A website to showcase my solution strategy used in NokNokAI to escape the limitations of Google Places API and scrape businesses from a large geo-region, like a city.
- 🗾 Create boundaries of different region.
- 🪓 Simplify each region to save space.
- 💎 Fill regions with a grid of hexagonal cells.
- 🔍 Search for Google Places in each cell.
- 🚗 Group nearby places together in a visit route.
It is a limited version of the original platform and includes random data for illustration purposes only.
A web CRM that connects users to nearby businesses and potential leads. It shows city-wide businesses on Google Maps and generates optimized visit routes for salespeople.
Apparently, all you need is a call to Google Maps Places API to search for nearby businesses. However, the request is limited to only 20 results. Even with paginated responses, you cannot exceed 60 results. Furthermore, the Direction API supports a maximum of 25 stops per route, so the route grouping algorithm has to be customized.
The solution involves designing an automated workflow that runs in the cloud, scraps information, and updates the database continuously. In short: restrict the search region, tile it into a grid of small cells, query Places API in each cell, recursively refine dense areas, and group businesses into routes while deduplicating aggressively so we do not waste calls and storage.
The process starts with restricting the search area to the city of the user.
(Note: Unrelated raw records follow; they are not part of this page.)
PR #238, opened 2020-11-02
change cmd overidding

nutshell113:
## Related Issue(s)

Fixes #

### DIFF
--- a/.docker/run.sh
+++ b/.docker/run.sh
@@ -10,4 +10,4 @@ docker run \
   --env NEXT_PUBLIC_API_ORIGIN=http://localhost:4000 \
   --env NEXT_PUBLIC_API_PATHNAME=api/v1 \
   codelabai/codelab:0.01 \
-  /usr/local/bin/yarn start:prod:web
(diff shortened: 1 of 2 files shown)


.docker/run.sh
```diff
@@ -6,9 +6,8 @@ docker run \
...
   --expose 3000 \
   --publish 3000:3000 \
-  --entrypoint="['yarn', 'start:prod:web']" \
   --env WEB_PORT=3000 \
   --env NEXT_PUBLIC_API_ORIGIN=http://localhost:4000 \
   --env NEXT_PUBLIC_API_PATHNAME=api/v1 \
-  codelabai/codelab:0.01
-
+  codelabai/codelab:0.01 \
+  /usr/local/bin/yarn start:prod:web
```
webberwang, line 13: thanks! `yarn start:prod:web` works as well, didn't realize we could run command this way

webberwang: @nutshell113 does this seem to be a bug in the `--entrypoint` flag?

PR #1709, opened 2025-12-31
feat(web-integration): implement file upload functionality with tests and HTML fixture

quanru:


packages/core/src/agent/agent.ts
```diff
@@ -588,14 +587,30 @@ export class Agent<
...
 
     const detailedLocateParam = buildDetailedLocateParam(locatePrompt, opt);
+    const fileChooserInterface = hasFileChooserCapability(this.interface)
+      ? this.interface
+      : null;
 
-    return this.callActionInActionSpace('Tap', {
-      locate: detailedLocateParam,
-    });
+    if (opt?.files && fileChooserInterface) {
```
yuyutaotao: should print a warning if `opt.files` is set but fileChooseInterface is not available

packages/web-integration/src/web-page.ts
```diff
@@ -429,6 +429,8 @@ export const commonWebActionsForWebPage = <T extends AbstractWebPage>(
   defineActionTap(async (param) => {
     const element = param.locate;
     assert(element, 'Element not found, cannot tap');
+
+    // Pure tap action - file handling is done at Page layer via setFileChooserHandler
```
yuyutaotao, line 433: this comment can be removed now

PR #1749, opened 2026-01-09
fix: resolve MIDSCENE_MODEL_MAX_TOKENS environment variable not working

### LINKED ISSUE #1748: [Bug]: Environment variable MIDSCENE_MODEL_MAX_TOKENS not applied due to type check failure
### Version

```sh
System:
  - OS: macOS 15.7 (Darwin 24.6.0)
  - Architecture: arm64

  Browsers:
  - N/A (Backend issue)

  npm packages:
  - @midscene/core: 1.0.4 / 1.1.0
  - Node.js: v20.19.2
  - npm: 10.8.2
```

### Details

 Description

  The environment variable MIDSCENE_MODEL_MAX_TOKENS is not being applied correctly when set in the .env file or system environment. This causes AI model API calls to use the default token limit instead of the configured value, potentially leading to "content empty" errors and response truncation as follow.

> failed to call AI model service (gemini-3-pro): empty content
> Trouble shooting: https://midscenejs.com/model-provider.html
> Error: failed to call AI model service (gemini-3-pro): empty content 

Image

 ## Root Cause

  Environment variables in Node.js are always of type string, but the code performs a type check typeof maxTokens === 'number' which causes the value to be discarded:
```
  File: @midscene/core/dist/es/ai-model/service-caller/index.mjs

  Current code (line ~131):
  const maxTokens = globalConfigManager.getEnvConfigValue(MIDSCENE_MODEL_MAX_TOKENS) ??
                    globalConfigManager.getEnvConfigValue(OPENAI_MAX_TOKENS);

  // Type check fails for string values
  const commonConfig = {
    // ...
    max_tokens: 'number' == typeof maxTokens ? maxTokens : void 0  // Returns undefined for "16000"
  };
```
 ##  Issue:
  - When MIDSCENE_MODEL_MAX_TOKENS=16000 is set, maxTokens equals "16000" (string)
  - Type check 'number' == typeof maxTokens returns false
  - Result: max_tokens: undefined is passed to the API
  - API uses its default token limit (often lower than needed)

### Reproduce link

needless

### Reproduce Steps

 Reproduce Steps

  1. Set environment variable:
   In .env file
  MIDSCENE_MODEL_MAX_TOKENS=16000
  2. Add logging to verify the issue:
  // In @midscene/core/dist/es/ai-model/service-caller/index.mjs
  console.log('maxTokens value:', maxTokens);
  console.log('maxTokens type:', typeof maxTokens);
  console.log('Actual max_tokens:', commonConfig.max_tokens);
  3. Run any Midscene test:
  npm run test
  4. Observe the logs:
  maxTokens value: 16000         // ✅ Value is read
  maxTokens type: string         // ❌ Type is string, not number
  Actual max_tokens: undefined   // ❌ Not applied to API config
  5. Check API response:
    - If response is large, may see finish_reason: "length" (token limit reached)
    - Response may be truncated

  Expected Behavior

  - MIDSCENE_MODEL_MAX_TOKENS=16000 should be applied to API calls as max_tokens: 16000
  - The type check should handle string-to-number conversion for environment variables

  Actual Behavior

  - Environment variable is read but discarded due to type check
  - API calls use max_tokens: undefined (default limit)
  - May cause unexpected token limit errors

wujunwei:
The environment variable MIDSCENE_MODEL_MAX_TOKENS was not being applied because getEnvConfigValue() returns string | undefined, but the code checked `typeof maxTokens === 'number'` which would never be true.

Changed to convert the string value to number using Number().

Fix #1748

### DIFF
--- a/packages/core/src/ai-model/service-caller/index.ts
+++ b/packages/core/src/ai-model/service-caller/index.ts
@@ -220,8 +220,8 @@ export async function callAI(
     });
 
   const maxTokens =
-    globalConfigManager.getEnvConfigValue(MIDSCENE_MODEL_MAX_TOKENS) ??
-    globalConfigManager.getEnvConfigValue(OPENAI_MAX_TOKENS);
+    globalConfigManager.getEnvConfigValueAsNumber(MIDSCENE_MODEL_MAX_TOKENS) ??
+    globalConfigManager.getEnvConfigValueAsNumber(OPENAI_MAX_TOKENS);
   const debugCall = getDebug('ai:call');
   const debugProfileStats = getDebug('ai:profile:stats');
   const debugProfileDetail = getDebug('ai:profile:detail');
@@ -258,7 +258,7 @@ export async function callAI(
   const commonConfig = {
     temperature,
     stream: !!isStreaming,
-    max_tokens: typeof maxTokens === 'number' ? maxTokens : undefined,
+    max_tokens: maxTokens,
     ...(vlMode === 'qwen2.5-vl' // qwen vl v2 specific config
       ? {
           vl_high_resolution_images: true,
--- a/packages/shared/src/env/global-config-manager.ts
+++ b/packages/shared/src/env/global-config-manager.ts
@@ -118,6 +118,20 @@ export class GlobalConfigManager {
     return !!value.trim();
   }
 
+  /**
+   * Read string environment variable value and convert it to number.
+   * Returns undefined if the value is not set or cannot be converted to a valid number.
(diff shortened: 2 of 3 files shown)


yuyutaotao:
@wujunwei  How about this:

* implement a new  `getEnvConfigValueAsNumber` which returns `number | undefined`
* remember to add test cases

wujunwei:
> @wujunwei How about this:
> 
> * implement a new  `getEnvConfigValueAsNumber` which returns `number | undefined`
> * remember to add test cases

Done !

I used Geoapify API to get an outline and boundary definition of the search space. Each new location triggers an API which creates a “geo-region” object in the database, storing a list of coordinates.
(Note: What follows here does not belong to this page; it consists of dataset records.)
PR #1760, opened 2026-01-12
fix(shared): add YAML indentation rules to prevent LLM generating incorrect format

quanru:
## Summary
- Add explicit YAML indentation rules section to `YAML_EXAMPLE_CODE` constant
- Clarify that parameters (direction, scrollType, locate) must be sibling keys aligned with the action key, not nested children
- Include correct and incorrect examples to guide LLM in generating proper YAML format

## Problem
The recorder was generating YAML with incorrect indentation for actions like `aiScroll`. Parameters were being indented 2 extra spaces as nested children instead of being aligned as sibling keys.

**Expected format:**
```yaml
      - aiScroll:
        direction: down
        scrollType: singleAction
```

**Incorrect format being generated:**
```yaml
      - aiScroll:
          direction: down
          scrollType: singleAction
```

## Test plan
- [ ] Verify lint passes
- [ ] Test recorder YAML generation to confirm correct indentation

### DIFF
--- a/packages/shared/src/constants/example-code.ts
+++ b/packages/shared/src/constants/example-code.ts
@@ -113,6 +113,18 @@ tasks:
 - Add deepThink: true for complex interactions
 - Keep task names concise but descriptive
 
+4. CRITICAL - YAML Indentation Rules:
+- For actions with additional parameters (aiScroll, aiInput, aiKeyboardPress), the parameters must be SIBLING keys, NOT nested children
+- Parameters like direction, scrollType, locate must align with the action key, not indented further
+- CORRECT indentation example:
+      - aiScroll:
+        direction: down
+        scrollType: singleAction
+- WRONG indentation (DO NOT do this):
+      - aiScroll:
+          direction: down
+          scrollType: singleAction
+
 
 
 YAML type


quanru:
Thanks for the review! However, I need to respectfully disagree with Copilot's suggestions here.

**The indentation I proposed is correct.** Let me explain with evidence:

### 1. YAML Parsing Verification

```yaml
# Format A (what I marked as CORRECT):
- aiScroll:
  direction: down
  scrollType: singleAction
```
Parses to: `[{'aiScroll': None, 'direction': 'down', 'scrollType': 'singleAction'}]`

```yaml
# Format B (what I marked as WRONG):
- aiScroll:
    direction: down
    scrollType: singleAction
```
Parses to: `[{'aiScroll': {'direction': 'down', 'scrollType': 'singleAction'}}]`

### 2. Code Evidence from player.ts (lines 435-438)

```typescript
// Compatibility with previous version:
// Old format: { aiScroll: null, locate?: TUserPrompt, direction, scrollType, distance? }
// New format - 1: { aiScroll: TUserPrompt, direction, scrollType, distance? }
// New format - 2: { aiScroll: undefined, locate: TUserPrompt, direction, scrollType, distance? }
```

The code explicitly expects `direction` and `scrollType` to be **sibling properties** of `aiScroll` in the same object, NOT nested inside `aiScroll`'s value.

### 3. The Actual Bug Report

The user reported that the recorder was generating:
```yaml
- aiScroll:
    scrollType: 'singleAction'  # 10 spaces - WRONG
```

When it should generate:
```yaml
- aiScroll:
  scrollType: 'singleAction'    # 8 spaces - CORRECT
```

The extra 2-space indentation causes `scrollType` to become a nested child of `aiScroll` instead of a sibling key, which breaks the YAML player parsing.

---

**Summary:** Copilot's suggestion would actually introduce the exact bug we're trying to fix. The terminology "sibling keys" may not be standard YAML parlance, but the indentation examples are correct for how Midscene's YAML parser expects the data structure.

yuyutaotao (approved):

The Polygon API returns an unnecessarily long list of coordinates, but we only need the bare minimum points required to define outlines. Therefore, I used the "Concave Hull" algorithm to reduce the number of coordinates and saved up-to 80% of storage space.
The idea is to fill the region with a grid of small cells and query the Places API in each of them. I experimented with circular cells but they were simply inaccurate with gaps, overlaps, and inconsistency at different latitudes, especially around the poles.
After a lot of struggle, I got inspiration from a medium article which solved this problem using the “Geospatial Hexagonal Indexing System” (h3geo.org) developed by Uber engineers. I used it to create symmetric, discrete, and unique hexagonal grids which perfectly covered the whole region.
Whenever a new cell is created, a task is enqueued in a cloud queue to call the Places API. If a maximum number of results are returned, the parent cell recursively spawns finer cells to capture missing spots near edges of the hexagon and collect every single business in the area.
The Cloud Task queue also manages the throughput of the system in order to stay within the rate limitations of Google APIs. It also defines an error handling policy to retry failed tasks.
After ingestion, new businesses are clustered together into routes to keep visit stops geographically close for the sales person. Since the Directions API supports a maximum of 25 stops per request, I had to design my own Breadth-First-Search algorithm to limit group size and search radius. The algorithm runs only on fresh points to avoid recomputing everything.